→ About this task
Every line of the data below should be retyped exactly.

→ Source records

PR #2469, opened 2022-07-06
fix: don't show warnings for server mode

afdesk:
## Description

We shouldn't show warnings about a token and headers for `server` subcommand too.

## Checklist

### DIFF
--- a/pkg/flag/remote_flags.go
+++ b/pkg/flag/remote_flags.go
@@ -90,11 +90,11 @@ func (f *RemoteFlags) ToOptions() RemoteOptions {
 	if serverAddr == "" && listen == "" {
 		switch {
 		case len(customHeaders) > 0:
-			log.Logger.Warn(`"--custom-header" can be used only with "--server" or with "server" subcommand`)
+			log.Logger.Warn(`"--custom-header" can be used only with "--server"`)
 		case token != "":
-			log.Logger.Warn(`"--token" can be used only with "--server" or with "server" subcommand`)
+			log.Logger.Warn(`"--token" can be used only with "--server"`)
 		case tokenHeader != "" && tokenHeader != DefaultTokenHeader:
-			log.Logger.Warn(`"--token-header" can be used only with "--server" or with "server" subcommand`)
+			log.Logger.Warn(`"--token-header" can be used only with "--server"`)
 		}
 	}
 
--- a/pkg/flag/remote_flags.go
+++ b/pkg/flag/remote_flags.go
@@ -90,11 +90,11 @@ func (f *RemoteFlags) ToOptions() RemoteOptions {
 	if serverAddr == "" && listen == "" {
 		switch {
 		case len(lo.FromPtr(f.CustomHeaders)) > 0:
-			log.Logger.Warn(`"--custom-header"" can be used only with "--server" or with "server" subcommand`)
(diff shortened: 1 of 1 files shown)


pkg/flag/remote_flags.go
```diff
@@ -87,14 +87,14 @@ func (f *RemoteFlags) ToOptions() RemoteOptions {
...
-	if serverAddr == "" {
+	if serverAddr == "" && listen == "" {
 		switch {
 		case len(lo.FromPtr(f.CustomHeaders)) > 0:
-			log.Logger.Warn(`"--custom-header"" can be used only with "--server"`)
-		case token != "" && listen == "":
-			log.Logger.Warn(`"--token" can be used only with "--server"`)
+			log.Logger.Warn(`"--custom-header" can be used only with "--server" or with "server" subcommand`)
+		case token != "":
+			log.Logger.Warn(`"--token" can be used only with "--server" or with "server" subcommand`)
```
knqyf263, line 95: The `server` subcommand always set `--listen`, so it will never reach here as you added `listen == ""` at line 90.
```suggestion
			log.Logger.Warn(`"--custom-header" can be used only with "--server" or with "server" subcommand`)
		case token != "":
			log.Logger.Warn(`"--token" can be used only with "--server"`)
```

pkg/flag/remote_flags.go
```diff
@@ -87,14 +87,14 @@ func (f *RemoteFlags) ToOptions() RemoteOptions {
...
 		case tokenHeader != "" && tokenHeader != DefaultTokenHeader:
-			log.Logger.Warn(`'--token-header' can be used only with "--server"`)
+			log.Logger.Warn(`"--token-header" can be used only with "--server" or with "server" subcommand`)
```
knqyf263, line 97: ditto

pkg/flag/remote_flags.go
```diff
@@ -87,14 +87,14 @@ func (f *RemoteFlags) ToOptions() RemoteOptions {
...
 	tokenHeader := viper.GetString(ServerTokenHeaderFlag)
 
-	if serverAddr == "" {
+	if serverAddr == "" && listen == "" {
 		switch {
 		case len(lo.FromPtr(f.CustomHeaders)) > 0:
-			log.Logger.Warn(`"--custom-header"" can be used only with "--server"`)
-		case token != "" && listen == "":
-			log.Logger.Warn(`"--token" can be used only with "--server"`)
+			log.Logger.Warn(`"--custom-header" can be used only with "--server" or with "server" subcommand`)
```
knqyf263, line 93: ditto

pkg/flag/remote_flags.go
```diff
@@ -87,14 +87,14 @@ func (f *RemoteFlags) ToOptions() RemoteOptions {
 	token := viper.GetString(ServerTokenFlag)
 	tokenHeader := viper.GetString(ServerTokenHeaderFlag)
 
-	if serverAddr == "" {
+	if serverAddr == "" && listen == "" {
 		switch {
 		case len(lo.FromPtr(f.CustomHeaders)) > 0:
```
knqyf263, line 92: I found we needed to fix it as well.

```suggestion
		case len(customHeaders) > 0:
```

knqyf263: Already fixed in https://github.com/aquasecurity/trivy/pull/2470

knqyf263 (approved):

→ Result of the exercise
PR #2469, opened 2022-07-06
fix: don't show warnings for server mode

afdesk:
## Description

We shouldn't show warnings about a token and headers for `server` subcommand too.

## Checklist

### DIFF
--- a/pkg/flag/remote_flags.go
+++ b/pkg/flag/remote_flags.go
@@ -90,11 +90,11 @@ func (f *RemoteFlags) ToOptions() RemoteOptions {
 	if serverAddr == "" && listen == "" {
 		switch {
 		case len(customHeaders) > 0:
-			log.Logger.Warn(`"--custom-header" can be used only with "--server" or with "server" subcommand`)
+			log.Logger.Warn(`"--custom-header" can be used only with "--server"`)
 		case token != "":
-			log.Logger.Warn(`"--token" can be used only with "--server" or with "server" subcommand`)
+			log.Logger.Warn(`"--token" can be used only with "--server"`)
 		case tokenHeader != "" && tokenHeader != DefaultTokenHeader:
-			log.Logger.Warn(`"--token-header" can be used only with "--server" or with "server" subcommand`)
+			log.Logger.Warn(`"--token-header" can be used only with "--server"`)
 		}
 	}
 
--- a/pkg/flag/remote_flags.go
+++ b/pkg/flag/remote_flags.go
@@ -90,11 +90,11 @@ func (f *RemoteFlags) ToOptions() RemoteOptions {
 	if serverAddr == "" && listen == "" {
 		switch {
 		case len(lo.FromPtr(f.CustomHeaders)) > 0:
-			log.Logger.Warn(`"--custom-header"" can be used only with "--server" or with "server" subcommand`)
(diff shortened: 1 of 1 files shown)


pkg/flag/remote_flags.go
```diff
@@ -87,14 +87,14 @@ func (f *RemoteFlags) ToOptions() RemoteOptions {
...
-	if serverAddr == "" {
+	if serverAddr == "" && listen == "" {
 		switch {
 		case len(lo.FromPtr(f.CustomHeaders)) > 0:
-			log.Logger.Warn(`"--custom-header"" can be used only with "--server"`)
-		case token != "" && listen == "":
-			log.Logger.Warn(`"--token" can be used only with "--server"`)
+			log.Logger.Warn(`"--custom-header" can be used only with "--server" or with "server" subcommand`)
+		case token != "":
+			log.Logger.Warn(`"--token" can be used only with "--server" or with "server" subcommand`)
```
knqyf263, line 95: The `server` subcommand always set `--listen`, so it will never reach here as you added `listen == ""` at line 90.
```suggestion
			log.Logger.Warn(`"--custom-header" can be used only with "--server" or with "server" subcommand`)
		case token != "":
			log.Logger.Warn(`"--token" can be used only with "--server"`)
```

pkg/flag/remote_flags.go
```diff
@@ -87,14 +87,14 @@ func (f *RemoteFlags) ToOptions() RemoteOptions {
...
 		case tokenHeader != "" && tokenHeader != DefaultTokenHeader:
-			log.Logger.Warn(`'--token-header' can be used only with "--server"`)
+			log.Logger.Warn(`"--token-header" can be used only with "--server" or with "server" subcommand`)
```
knqyf263, line 97: ditto

pkg/flag/remote_flags.go
```diff
@@ -87,14 +87,14 @@ func (f *RemoteFlags) ToOptions() RemoteOptions {
...
 	tokenHeader := viper.GetString(ServerTokenHeaderFlag)
 
-	if serverAddr == "" {
+	if serverAddr == "" && listen == "" {
 		switch {
 		case len(lo.FromPtr(f.CustomHeaders)) > 0:
-			log.Logger.Warn(`"--custom-header"" can be used only with "--server"`)
-		case token != "" && listen == "":
-			log.Logger.Warn(`"--token" can be used only with "--server"`)
+			log.Logger.Warn(`"--custom-header" can be used only with "--server" or with "server" subcommand`)
```
knqyf263, line 93: ditto

pkg/flag/remote_flags.go
```diff
@@ -87,14 +87,14 @@ func (f *RemoteFlags) ToOptions() RemoteOptions {
 	token := viper.GetString(ServerTokenFlag)
 	tokenHeader := viper.GetString(ServerTokenHeaderFlag)
 
-	if serverAddr == "" {
+	if serverAddr == "" && listen == "" {
 		switch {
 		case len(lo.FromPtr(f.CustomHeaders)) > 0:
```
knqyf263, line 92: I found we needed to fix it as well.

```suggestion
		case len(customHeaders) > 0:
```

knqyf263: Already fixed in https://github.com/aquasecurity/trivy/pull/2470

knqyf263 (approved):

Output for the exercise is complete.